**What the exercise asks**
Scan the entries below, and for each line that includes the word "TableName", make a copy.

**Provided information**
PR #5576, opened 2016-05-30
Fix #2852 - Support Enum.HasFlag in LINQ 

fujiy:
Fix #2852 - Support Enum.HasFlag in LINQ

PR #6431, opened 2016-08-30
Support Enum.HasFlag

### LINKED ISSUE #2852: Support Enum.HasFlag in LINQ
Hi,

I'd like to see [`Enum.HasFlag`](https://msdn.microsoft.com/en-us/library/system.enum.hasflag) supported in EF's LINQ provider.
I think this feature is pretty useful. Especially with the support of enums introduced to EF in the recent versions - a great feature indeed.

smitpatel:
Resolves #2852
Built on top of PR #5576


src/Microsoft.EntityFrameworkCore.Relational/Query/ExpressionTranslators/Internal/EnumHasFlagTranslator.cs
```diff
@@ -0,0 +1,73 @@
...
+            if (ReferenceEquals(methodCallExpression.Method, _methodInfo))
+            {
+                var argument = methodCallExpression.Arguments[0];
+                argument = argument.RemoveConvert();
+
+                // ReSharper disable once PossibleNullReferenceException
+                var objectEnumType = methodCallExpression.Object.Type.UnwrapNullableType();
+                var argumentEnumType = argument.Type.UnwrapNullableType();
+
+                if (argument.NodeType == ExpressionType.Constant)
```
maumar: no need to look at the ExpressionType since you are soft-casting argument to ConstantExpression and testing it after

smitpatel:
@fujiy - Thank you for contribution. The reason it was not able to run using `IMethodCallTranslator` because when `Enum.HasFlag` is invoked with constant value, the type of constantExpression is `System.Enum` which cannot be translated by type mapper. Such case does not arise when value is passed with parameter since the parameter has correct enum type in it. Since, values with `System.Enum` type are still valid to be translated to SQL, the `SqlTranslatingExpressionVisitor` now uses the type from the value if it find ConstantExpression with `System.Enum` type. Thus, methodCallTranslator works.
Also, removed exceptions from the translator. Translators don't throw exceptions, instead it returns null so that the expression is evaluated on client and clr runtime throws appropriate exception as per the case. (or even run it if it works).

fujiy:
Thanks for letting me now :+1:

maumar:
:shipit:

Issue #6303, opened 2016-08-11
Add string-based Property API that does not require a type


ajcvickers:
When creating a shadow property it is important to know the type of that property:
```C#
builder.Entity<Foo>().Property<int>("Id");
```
--
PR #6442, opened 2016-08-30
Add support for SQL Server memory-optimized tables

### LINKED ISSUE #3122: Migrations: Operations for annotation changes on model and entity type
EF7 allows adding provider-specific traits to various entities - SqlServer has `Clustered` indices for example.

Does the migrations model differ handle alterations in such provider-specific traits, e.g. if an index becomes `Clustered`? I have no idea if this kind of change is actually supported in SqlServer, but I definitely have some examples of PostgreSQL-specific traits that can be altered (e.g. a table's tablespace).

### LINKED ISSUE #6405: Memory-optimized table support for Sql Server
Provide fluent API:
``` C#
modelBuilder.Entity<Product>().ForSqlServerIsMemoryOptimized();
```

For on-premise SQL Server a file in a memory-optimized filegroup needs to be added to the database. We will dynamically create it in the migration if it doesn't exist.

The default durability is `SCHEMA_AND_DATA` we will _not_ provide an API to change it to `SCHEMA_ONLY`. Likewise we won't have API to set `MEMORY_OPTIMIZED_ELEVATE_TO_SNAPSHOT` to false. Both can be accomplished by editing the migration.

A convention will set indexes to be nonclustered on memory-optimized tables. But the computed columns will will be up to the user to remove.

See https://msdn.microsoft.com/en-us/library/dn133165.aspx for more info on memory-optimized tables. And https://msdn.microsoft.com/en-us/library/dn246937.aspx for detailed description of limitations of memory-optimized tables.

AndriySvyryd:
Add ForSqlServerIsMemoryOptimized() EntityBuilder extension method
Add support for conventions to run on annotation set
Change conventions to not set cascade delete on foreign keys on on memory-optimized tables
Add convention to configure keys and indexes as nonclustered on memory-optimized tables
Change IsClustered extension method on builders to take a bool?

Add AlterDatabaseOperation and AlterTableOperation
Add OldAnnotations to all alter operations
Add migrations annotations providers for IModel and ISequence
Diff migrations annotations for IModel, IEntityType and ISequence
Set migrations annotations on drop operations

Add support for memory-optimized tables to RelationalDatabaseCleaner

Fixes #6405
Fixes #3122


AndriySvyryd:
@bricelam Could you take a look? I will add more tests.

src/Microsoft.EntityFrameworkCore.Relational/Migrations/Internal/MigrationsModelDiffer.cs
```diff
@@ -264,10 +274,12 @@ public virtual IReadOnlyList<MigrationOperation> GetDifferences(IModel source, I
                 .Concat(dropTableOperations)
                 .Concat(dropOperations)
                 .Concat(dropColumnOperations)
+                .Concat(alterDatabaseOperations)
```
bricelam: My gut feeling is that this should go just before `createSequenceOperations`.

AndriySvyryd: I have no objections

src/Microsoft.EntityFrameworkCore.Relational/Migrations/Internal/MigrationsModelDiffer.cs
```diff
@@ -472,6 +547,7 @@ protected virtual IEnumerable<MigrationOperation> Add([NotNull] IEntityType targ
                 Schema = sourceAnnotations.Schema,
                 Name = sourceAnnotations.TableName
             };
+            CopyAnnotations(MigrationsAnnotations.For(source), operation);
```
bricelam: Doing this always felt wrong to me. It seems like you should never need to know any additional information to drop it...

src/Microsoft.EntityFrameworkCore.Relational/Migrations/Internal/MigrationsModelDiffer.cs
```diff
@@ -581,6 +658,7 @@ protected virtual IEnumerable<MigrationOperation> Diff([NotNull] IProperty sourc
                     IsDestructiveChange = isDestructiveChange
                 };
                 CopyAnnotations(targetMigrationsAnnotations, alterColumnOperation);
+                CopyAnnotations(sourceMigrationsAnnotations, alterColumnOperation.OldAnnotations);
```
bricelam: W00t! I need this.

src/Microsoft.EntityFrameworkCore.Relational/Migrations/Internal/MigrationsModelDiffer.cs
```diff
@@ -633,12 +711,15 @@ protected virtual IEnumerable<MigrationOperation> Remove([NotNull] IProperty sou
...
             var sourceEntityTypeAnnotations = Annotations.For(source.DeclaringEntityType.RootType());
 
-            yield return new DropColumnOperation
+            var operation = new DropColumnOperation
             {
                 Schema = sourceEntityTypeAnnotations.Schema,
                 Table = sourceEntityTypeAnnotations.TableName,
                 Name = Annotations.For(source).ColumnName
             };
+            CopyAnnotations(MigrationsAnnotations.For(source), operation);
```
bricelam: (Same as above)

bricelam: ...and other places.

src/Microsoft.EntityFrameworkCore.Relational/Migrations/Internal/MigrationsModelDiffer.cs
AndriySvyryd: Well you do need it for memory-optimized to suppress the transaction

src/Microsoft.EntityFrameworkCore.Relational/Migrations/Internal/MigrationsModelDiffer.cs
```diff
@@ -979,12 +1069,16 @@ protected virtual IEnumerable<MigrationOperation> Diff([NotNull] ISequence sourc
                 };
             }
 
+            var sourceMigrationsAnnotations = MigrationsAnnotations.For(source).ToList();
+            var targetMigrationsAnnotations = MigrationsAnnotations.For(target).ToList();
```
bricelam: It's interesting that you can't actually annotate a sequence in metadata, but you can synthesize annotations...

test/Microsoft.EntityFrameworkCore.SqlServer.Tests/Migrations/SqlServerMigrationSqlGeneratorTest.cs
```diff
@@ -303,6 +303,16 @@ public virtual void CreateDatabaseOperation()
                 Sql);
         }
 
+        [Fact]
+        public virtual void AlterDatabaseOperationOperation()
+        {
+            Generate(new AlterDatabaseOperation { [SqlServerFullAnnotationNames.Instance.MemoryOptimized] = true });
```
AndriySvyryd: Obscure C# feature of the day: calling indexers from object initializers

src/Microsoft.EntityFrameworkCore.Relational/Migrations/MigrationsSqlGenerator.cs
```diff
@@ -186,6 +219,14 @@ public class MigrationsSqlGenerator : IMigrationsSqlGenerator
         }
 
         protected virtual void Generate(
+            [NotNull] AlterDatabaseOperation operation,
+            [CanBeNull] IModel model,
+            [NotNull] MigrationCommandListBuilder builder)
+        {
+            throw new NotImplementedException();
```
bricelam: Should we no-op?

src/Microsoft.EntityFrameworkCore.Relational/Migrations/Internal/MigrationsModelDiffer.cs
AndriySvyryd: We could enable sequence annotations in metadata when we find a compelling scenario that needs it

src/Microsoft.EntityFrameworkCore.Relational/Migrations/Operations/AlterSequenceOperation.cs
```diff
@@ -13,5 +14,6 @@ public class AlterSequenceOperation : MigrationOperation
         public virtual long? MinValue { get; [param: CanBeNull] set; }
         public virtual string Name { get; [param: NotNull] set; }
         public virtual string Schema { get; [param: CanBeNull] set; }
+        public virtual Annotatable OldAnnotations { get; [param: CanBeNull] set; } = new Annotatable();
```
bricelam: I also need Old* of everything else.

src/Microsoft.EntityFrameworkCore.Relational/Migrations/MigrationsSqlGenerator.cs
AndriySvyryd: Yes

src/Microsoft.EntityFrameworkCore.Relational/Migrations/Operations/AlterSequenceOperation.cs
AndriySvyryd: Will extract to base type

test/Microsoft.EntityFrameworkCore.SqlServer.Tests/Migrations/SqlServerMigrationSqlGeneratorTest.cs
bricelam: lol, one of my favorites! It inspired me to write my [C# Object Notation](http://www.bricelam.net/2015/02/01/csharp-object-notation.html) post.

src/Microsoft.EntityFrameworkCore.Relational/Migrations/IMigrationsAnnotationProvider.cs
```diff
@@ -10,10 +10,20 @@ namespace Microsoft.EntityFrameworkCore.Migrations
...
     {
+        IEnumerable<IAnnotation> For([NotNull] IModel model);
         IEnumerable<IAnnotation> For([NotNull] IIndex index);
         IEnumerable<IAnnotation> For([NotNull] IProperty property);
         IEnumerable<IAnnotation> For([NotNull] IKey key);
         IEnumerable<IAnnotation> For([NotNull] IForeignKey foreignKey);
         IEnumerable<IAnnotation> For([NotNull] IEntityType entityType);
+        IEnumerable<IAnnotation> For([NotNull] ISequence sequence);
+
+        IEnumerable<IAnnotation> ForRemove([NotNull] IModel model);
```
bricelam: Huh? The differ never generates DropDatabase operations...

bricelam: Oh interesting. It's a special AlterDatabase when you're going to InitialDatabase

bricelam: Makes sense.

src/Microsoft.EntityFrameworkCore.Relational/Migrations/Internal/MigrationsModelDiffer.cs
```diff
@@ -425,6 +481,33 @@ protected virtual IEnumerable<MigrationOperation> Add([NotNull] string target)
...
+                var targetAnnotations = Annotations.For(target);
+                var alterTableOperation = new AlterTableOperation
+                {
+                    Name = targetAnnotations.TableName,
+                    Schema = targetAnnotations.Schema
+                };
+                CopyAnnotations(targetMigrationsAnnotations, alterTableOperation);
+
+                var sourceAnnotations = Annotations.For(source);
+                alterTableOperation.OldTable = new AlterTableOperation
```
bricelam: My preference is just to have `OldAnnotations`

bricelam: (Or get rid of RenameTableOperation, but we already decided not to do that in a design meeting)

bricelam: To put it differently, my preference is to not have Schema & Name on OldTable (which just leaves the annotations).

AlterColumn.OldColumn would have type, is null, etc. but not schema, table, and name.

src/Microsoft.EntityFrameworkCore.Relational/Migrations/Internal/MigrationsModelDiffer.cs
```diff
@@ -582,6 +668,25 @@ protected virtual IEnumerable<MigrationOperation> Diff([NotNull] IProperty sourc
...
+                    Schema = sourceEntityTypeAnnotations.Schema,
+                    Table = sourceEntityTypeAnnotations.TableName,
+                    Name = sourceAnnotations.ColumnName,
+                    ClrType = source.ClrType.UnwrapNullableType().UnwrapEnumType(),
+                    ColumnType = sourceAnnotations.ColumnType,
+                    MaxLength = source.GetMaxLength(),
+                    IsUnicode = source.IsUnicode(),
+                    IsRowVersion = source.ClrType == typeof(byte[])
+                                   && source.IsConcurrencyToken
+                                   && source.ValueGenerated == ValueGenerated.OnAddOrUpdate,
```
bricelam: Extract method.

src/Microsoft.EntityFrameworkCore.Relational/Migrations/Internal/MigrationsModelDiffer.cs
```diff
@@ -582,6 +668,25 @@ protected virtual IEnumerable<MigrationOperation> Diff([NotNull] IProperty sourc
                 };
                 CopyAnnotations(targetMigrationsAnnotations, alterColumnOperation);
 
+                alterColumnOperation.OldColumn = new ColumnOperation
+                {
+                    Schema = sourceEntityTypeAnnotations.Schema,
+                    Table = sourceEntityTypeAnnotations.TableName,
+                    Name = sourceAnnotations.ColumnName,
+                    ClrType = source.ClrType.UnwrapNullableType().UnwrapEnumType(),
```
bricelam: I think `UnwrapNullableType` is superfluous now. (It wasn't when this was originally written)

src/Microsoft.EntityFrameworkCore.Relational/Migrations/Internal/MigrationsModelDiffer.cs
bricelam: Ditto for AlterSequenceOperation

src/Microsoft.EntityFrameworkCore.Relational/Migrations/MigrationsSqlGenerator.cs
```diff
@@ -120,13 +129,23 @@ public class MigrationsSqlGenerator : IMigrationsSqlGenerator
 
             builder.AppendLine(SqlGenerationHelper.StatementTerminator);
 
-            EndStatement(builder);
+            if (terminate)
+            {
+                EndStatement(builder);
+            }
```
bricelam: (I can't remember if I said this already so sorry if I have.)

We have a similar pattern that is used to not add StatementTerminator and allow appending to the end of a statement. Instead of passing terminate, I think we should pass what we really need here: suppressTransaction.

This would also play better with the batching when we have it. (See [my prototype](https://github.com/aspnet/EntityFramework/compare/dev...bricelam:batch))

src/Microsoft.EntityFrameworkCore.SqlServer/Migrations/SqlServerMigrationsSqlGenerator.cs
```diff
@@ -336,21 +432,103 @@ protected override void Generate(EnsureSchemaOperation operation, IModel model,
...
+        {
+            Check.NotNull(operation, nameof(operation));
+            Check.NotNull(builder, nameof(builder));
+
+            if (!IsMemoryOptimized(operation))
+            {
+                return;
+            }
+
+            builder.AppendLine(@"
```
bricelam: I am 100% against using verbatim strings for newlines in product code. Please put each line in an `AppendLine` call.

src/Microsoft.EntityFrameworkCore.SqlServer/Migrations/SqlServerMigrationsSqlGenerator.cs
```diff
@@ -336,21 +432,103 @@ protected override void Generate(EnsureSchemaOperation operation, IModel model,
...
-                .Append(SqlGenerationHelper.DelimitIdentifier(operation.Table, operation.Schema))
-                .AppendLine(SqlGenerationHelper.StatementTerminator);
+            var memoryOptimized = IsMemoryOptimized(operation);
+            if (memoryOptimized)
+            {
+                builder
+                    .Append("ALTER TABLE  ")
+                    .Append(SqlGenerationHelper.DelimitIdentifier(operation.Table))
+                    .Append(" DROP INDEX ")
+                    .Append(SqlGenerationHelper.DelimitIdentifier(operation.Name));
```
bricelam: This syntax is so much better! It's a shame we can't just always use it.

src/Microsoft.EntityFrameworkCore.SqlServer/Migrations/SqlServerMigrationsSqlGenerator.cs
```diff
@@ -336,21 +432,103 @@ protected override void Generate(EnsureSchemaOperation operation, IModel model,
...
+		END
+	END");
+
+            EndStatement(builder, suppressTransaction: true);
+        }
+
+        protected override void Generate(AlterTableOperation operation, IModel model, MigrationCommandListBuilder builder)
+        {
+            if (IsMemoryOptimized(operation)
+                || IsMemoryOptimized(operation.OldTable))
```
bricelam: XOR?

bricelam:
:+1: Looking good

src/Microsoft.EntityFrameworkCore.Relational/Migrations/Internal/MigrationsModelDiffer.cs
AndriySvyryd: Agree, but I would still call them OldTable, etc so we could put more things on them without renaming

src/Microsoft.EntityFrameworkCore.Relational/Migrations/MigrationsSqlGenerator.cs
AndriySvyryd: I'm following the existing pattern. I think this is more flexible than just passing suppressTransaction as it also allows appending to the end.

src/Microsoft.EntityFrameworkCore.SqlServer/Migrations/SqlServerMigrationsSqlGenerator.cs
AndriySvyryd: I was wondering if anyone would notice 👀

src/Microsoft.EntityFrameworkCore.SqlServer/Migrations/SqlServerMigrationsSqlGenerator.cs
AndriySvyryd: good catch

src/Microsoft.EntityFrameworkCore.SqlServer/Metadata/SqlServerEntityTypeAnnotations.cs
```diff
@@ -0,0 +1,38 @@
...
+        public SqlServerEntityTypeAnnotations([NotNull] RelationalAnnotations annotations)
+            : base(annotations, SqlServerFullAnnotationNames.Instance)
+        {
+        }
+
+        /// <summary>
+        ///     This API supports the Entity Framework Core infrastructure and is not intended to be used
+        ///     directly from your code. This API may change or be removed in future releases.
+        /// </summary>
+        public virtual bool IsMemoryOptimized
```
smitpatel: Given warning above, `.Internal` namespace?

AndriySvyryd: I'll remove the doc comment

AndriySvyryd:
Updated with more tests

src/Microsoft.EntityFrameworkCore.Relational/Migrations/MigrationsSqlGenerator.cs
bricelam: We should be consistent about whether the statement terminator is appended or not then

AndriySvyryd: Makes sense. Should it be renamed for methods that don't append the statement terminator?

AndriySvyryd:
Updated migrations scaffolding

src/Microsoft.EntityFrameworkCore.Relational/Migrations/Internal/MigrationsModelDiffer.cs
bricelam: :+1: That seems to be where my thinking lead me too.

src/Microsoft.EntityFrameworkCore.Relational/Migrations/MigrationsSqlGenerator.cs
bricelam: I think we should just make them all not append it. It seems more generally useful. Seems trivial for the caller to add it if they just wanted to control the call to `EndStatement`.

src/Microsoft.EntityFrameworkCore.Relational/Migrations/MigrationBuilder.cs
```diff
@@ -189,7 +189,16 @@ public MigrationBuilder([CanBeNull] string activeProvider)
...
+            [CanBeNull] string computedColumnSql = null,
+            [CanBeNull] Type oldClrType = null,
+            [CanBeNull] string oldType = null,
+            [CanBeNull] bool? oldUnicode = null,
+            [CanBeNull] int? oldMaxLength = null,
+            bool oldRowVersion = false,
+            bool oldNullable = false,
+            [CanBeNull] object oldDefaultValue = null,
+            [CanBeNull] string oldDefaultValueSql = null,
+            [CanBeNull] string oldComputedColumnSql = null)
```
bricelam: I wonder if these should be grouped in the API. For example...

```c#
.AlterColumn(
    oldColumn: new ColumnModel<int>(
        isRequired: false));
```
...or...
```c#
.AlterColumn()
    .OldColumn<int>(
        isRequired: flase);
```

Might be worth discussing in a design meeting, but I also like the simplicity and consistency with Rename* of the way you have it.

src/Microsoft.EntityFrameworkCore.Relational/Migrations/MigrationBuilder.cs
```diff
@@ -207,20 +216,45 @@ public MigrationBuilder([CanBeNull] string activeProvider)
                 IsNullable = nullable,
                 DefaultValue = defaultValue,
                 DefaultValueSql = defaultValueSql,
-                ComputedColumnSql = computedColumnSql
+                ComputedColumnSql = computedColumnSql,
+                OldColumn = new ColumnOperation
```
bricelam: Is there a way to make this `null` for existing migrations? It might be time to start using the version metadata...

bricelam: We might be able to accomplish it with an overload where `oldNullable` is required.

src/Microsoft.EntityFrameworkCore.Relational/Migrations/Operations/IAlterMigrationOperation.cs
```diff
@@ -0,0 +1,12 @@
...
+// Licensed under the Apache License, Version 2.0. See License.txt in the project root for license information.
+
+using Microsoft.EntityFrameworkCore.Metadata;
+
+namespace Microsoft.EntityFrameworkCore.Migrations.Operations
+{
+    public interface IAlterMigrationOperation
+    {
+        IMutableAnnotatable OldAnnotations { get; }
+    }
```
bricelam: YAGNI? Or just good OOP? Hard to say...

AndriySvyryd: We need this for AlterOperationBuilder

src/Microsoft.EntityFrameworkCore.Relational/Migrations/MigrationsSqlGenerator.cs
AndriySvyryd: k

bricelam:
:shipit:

**Solution for this problem**
                 Name = sourceAnnotations.TableName
                 Table = sourceEntityTypeAnnotations.TableName,
+                    Name = targetAnnotations.TableName,
+                    Table = sourceEntityTypeAnnotations.TableName,
+                    Table = sourceEntityTypeAnnotations.TableName,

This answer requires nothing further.